The Genealogy of Asher.
31. Heber, and Malchiel] The antiquity of these two names seems
to be attested by the mention of “Habiri and Malchiel” in the Amarna
tablets (circa 1400 b.c.).
Birzaith] probably the name of a place, “The well of the olive-
tree.”
34, 35. Shemer ... Helem] Read perhaps Shomer ... Hotham, to
agree with verse 32.
who built Ono and Lod] the subject is not Shemed, but Elpaal;
“built,” i.e. entered into possession of. Ono and Lod (= Lydda), some
seven and eleven miles respectively south of Jaffa, are referred to in
Nehemiah vii. 35, xi. 35, and Ezra ii. 33. The Targum adds, which the
sons of Israel laid waste and burnt with fire, when they made war in
Gibeah with the tribe of Benjamin.
31. and Zecher] Read with ix. 37, and Zechariah, and Mikloth.
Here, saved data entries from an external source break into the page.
PR #199009, opened 2026-05-21
Add clang warning if fp exception functions are called without appropriate flags/pragmas

### LINKED ISSUE #128239: clang should warn if fp exception functions are called without appropriate flags/pragmas
We regularly get users complaining that fetestexcept()/feenableexcept()/etc. don't work properly.  We document that you need to use appropriate flags or `#pragma STDC FENV_ACCESS`.  But it's hard to find if you don't know what you're looking for.

clang should be able to detect calls to those functions and print a warning.  (This won't catch 100% of cases, but it's low-hanging fruit.)

maarcosrmz:
Fixes https://github.com/llvm/llvm-project/issues/128239

The implementation adds warnings for floating-point exception function calls (fenv.h) made without enabling strict floating-point semantics via `-ftrapping-math -frounding-math` or `#pragma STDC FENV_ACCESS ON`. It is only emitted on targets where strict floating-point behavior is supported. Recognizing all fenv.h builtins required adding `fexcept_t` and `fenv_t` as builtin types.

Files relevant for building flang and flang-rt that trigger the new warning were adapted to correctly use the pragma in cases where the compiler supports it.


maarcosrmz:
@efriedma-quic I created this as the follow-up PR to https://github.com/llvm/llvm-project/pull/187860. The notable changes are:
* Added a check for strict FP support before issuing the warning
* Added a test run for that case (see [fenv-access.c:4](https://github.com/llvm/llvm-project/pull/199009/changes#diff-9a3d067315c2151e2259f05e0465f1ae872eae2d482b0c4b7416c44b0581c81eR4), [fenv-access.c:56-58](https://github.com/llvm/llvm-project/pull/199009/changes#diff-9a3d067315c2151e2259f05e0465f1ae872eae2d482b0c4b7416c44b0581c81eR56-R58))

If there is anything else I should take into account based on the feedback from the original PR, please let me know.

efriedma-quic:
I think we need to address the other issues I mentioned before we merge this again.

For libc, maybe you can look into fixing [FEnvImpl.h](https://github.com/llvm/llvm-project/blob/f97789da65cc2e55d5ff77b83b6f779d1d11aa7f/libc/src/__support/FPUtil/FEnvImpl.h#L52)?  It looks like maintainers aren't actively investigating.

For flang, let's give the maintainers a little time to give an update.

libc/src/__support/FPUtil/FEnvImpl.h
```diff
@@ -37,26 +37,41 @@
 namespace LIBC_NAMESPACE_DECL {
 namespace fputil {
 
-LIBC_INLINE int clear_except(int excepts) { return feclearexcept(excepts); }
+LIBC_INLINE int clear_except(int excepts) {
+#pragma STDC FENV_ACCESS ON
```
lntue: Can you move libc changes to a separate PR?  Currently we disable this warning so your PR shouldn't break anything from us? https://github.com/llvm/llvm-project/blob/main/libc/cmake/modules/LLVMLibCCompileOptionRules.cmake#L327

The main reason is that it will be a lot more involved to add this pragma due to compatibility issues with other targets and compilers:
https://godbolt.org/z/dcYheosoY

maarcosrmz: I actually realised what you said just after pushing. If I'm not mistaken, the changes I just pushed should make it work, even for different targets (inspired by https://github.com/llvm/llvm-project/pull/198692/changes#diff-cbc6b94668e40294e8142de317bf19e528ab3fed9521f80d3ab11d7ddcfcce54).

Is this enough or should I still open a separate PR?

lntue: I don't think the fallback works:
```
// Portable fallback for GCC, MSVC, or older clang.
#define LIBC_FENV_ACCESS_ON _Pragma("STDC FENV_ACCESS ON")
```
https://godbolt.org/z/8bcdxojj9

We could add a compiler check to https://github.com/llvm/llvm-project/blob/main/libc/cmake/modules/CheckCompilerFeatures.cmake
and pass that definition to all libc's targets.

You also need to remove the (Wno-fenv-access) flag that we added.

Let's move it to a separate PR if it doesn't break this PR.

maarcosrmz: I'd actually be this: https://godbolt.org/z/7vqeznnxG.
The fallback refers to the case when `#pragma clang fp exceptions(maytrap)` is not supported but `#pragma STDC FENV_ACCESS ON` is. Those, however, are only set if the target itself supports strict fp behavior.

lntue: You forgot to expand those `LIBC_TARGET_*` macros, they are not defined in the standard headers.  This is the result of expanding them:
https://godbolt.org/z/Ezr1bxxr5

maarcosrmz: My bad, I see where this is going. I'll revert the commits here and create a separate PR. Thanks for your input!

efriedma-quic:
@eugeneepshteyn do you know if there's still more that needs to be done in flang?

maarcosrmz:
@efriedma-quic @eugeneepshteyn do you have any updates? If not it would be nice if we could merge this rather soon, before the PR goes stale or has too many merge conflicts.

maarcosrmz:
Apologies for the review-request noise on this PR. A bad rebase briefly ballooned the diff across many unrelated files and auto-requested a large set of code owners. The branch is now force-pushed back to just the clang fenv changes. @efriedma-quic  / @lntue, when you have a moment, could one of you please clear the stale reviewer requests? I don't have the access to remove them myself. Thanks, and sorry for the pings to everyone who got caught in it.

efriedma-quic:
Can you try a -Werror=fenv-access build of flang to check if there are still errors?  It's not clear to me from the previous discussion whether there are still issues on the flang side.

clang/include/clang/Basic/DiagnosticSemaKinds.td
```diff
@@ -1053,6 +1053,11 @@ def err_ptrauth_indirect_goto_addrlabel_arithmetic : Error<
   "%select{subtraction|addition}0 of address-of-label expressions is not "
   "supported with ptrauth indirect gotos">;
 
+def warn_fe_access_without_fenv_access : Warning<
+  "'%0' used without enabling floating-point exception behavior; use 'pragma STDC "
+  "FENV_ACCESS ON' or compile with '-ffp-exception-behavior=maytrap'">,
```
andykaylor: `maytrap` just prevents speculatively executing instructions that could raise an exception. It doesn't guarantee strict exception semantics. It also doesn't make any guarantees about rounding mode, though in practice you get that as a side effect. Should we be recommending '-ffp-model=strict' instead or at least mentioning it as an alternative?

efriedma-quic: I didn't really think carefully about the exact suggestion here.

It might be better to suggest something that also works with gcc, if possible.

andykaylor: For gcc, you'd need `-ftrapping-math` and `-frounding-math`. That would work for Clang too.

efriedma-quic:
@eugeneepshteyn Any update on flang?

@maarcosrmz were you able to try building flang like I suggested?

maarcosrmz:
@efriedma-quic Yes I have. There are two files that cause the build to fail with `-Werror=fenv-access`:
* [flang/lib/Evaluate/host.cpp](https://github.com/llvm/llvm-project/blob/main/flang/lib/Evaluate/host.cpp)
* [llvm/lib/Analysis/ConstantFolding.cpp](https://github.com/llvm/llvm-project/blob/main/llvm/lib/Analysis/ConstantFolding.cpp)

Moreover, as some files include [libc/src/__support/FPUtil/FEnvImpl.h](https://github.com/llvm/llvm-project/blob/main/libc/src/__support/FPUtil/FEnvImpl.h), it also breaks the build. But this is fixable by adding `-DLIBC_COMPILER_HAS_STDC_FENV_ACCESS` when building flang (see #200268), although I'm not sure whether that is best-practice.

efriedma-quic:
It looks like ConstantFolding.cpp is missing the pragmas.

For host.cpp (and its caller ApplyHostFunctionHelper), it looks like there are also missing pragmas.

I think we need to fix those first.

Maybe @lntue can comment on how LIBC_COMPILER_HAS_STDC_FENV_ACCESS is supposed to work with hand-in-hand?

lntue:
> It looks like ConstantFolding.cpp is missing the pragmas.
> 
> For host.cpp (and its caller ApplyHostFunctionHelper), it looks like there are also missing pragmas.
> 
> I think we need to fix those first.
> 
> Maybe @lntue can comment on how LIBC_COMPILER_HAS_STDC_FENV_ACCESS is supposed to work with hand-in-hand?

@efriedma-quic : My plan for hand-in-hand to completely avoid touching floating point environments inside libc codes, like:
https://github.com/llvm/llvm-project/blob/main/llvm/lib/Support/APFloat.cpp#L41
and only do static rounding if needed, at least for clang/LLVM/compiler-rt from what I've seen so far.

maarcosrmz:
I created #224384 to fix the error triggered when building subprojects that include libc headers using FP environment functions, e.g. flang in our case. If @lntue's suggestion of avoiding any access to the FP environment inside libc when building these subprojects holds for all uses, this fix should prevent similar errors in the future. (@lntue, I would appreciate it if you could take a look at that PR.)

On a different note, the approach used [here](https://github.com/llvm/llvm-project/blob/main/flang/include/flang/Common/fp-control.h#L24-L32) breaks compilation for compilers that do not support the pragma (see [this](https://godbolt.org/z/svMoz4Kx6)). I therefore believe flang might need to follow libc (see https://github.com/llvm/llvm-project/pull/200268) in determining at build configuration time whether the pragma should be used. I suggest we do the same in flang and flang-rt, and in particular in [flang/lib/Evaluate/host.cpp](https://github.com/llvm/llvm-project/blob/main/flang/lib/Evaluate/host.cpp) and [llvm/lib/Analysis/ConstantFolding.cpp](https://github.com/llvm/llvm-project/blob/main/llvm/lib/Analysis/ConstantFolding.cpp). @efriedma-quic, if there are no objections I will go ahead with this.

efriedma-quic:
> On a different note, the approach used [here](https://github.com/llvm/llvm-project/blob/main/flang/include/flang/Common/fp-control.h#L24-L32) breaks compilation for compilers that do not support the pragma (see [this](https://godbolt.org/z/svMoz4Kx6)). I therefore believe flang might need to follow libc (see #200268) in determining at build configuration time whether the pragma should be used. I suggest we do the same in flang and flang-rt, and in particular in [flang/lib/Evaluate/host.cpp](https://github.com/llvm/llvm-project/blob/main/flang/lib/Evaluate/host.cpp) and [llvm/lib/Analysis/ConstantFolding.cpp](https://github.com/llvm/llvm-project/blob/main/llvm/lib/Analysis/ConstantFolding.cpp). @efriedma-quic, if there are no objections I will go ahead with this.

This seems fine.

clang/lib/Serialization/ASTWriter.cpp
```diff
@@ -6162,6 +6162,8 @@ ASTFileSignature ASTWriter::WriteASTCore(Sema *SemaPtr, StringRef isysroot,
     AddTypeRef(Context, Context.ObjCClassRedefinitionType, SpecialTypes);
     AddTypeRef(Context, Context.ObjCSelRedefinitionType, SpecialTypes);
     AddTypeRef(Context, Context.getucontext_tType(), SpecialTypes);
+    AddTypeRef(Context, Context.getfexcept_tType(), SpecialTypes);
+    AddTypeRef(Context, Context.getfenv_tType(), SpecialTypes);
```
ChuanqiXu9, line 6166: Sorry at first as I didn't look through all the patches. But we do want to avoid predefined types if possible. Why does the types are special enough that we have to write them unconditionally?

maarcosrmz: If I understood the recognition mechanism correctly, were we not to treat them as predefined types, we would not be able to recognize the functions from the fenv.h header (see [Builtins.td](https://github.com/llvm/llvm-project/pull/199009/changes#diff-987cbd809c993aa5915def17d1f8276fd08a12aa906f56335faee50044ac5537R4706-R4709)), which take arguments of these types.

ChuanqiXu9: We still need to figure out how to solve these issues. e.g., IgnoreSignature or other mechanism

32. with their brethren, etc.] i.e. with some of their brethren in
Jerusalem over against other of their brethren in Gibeon and other
places. “They” would seem to refer to Mikloth and Shimeah, but the
clause is far from clear, and it may be noted that verse 32b looks like
the heading of a list that has been lost.
33. begat Kish] here and in ix. 39, read begat Abner—as in 1
Samuel xiv. 51, etc.
the ruler of the house of God] This title could perhaps be borne
by the high-priest (2 Chronicles xxxi. 10, 13), but in any case it was
not confined to him (2 Chronicles xxxv. 8, where several such
“rulers” are mentioned; compare also Jeremiah xx. 1; Acts iv. 1).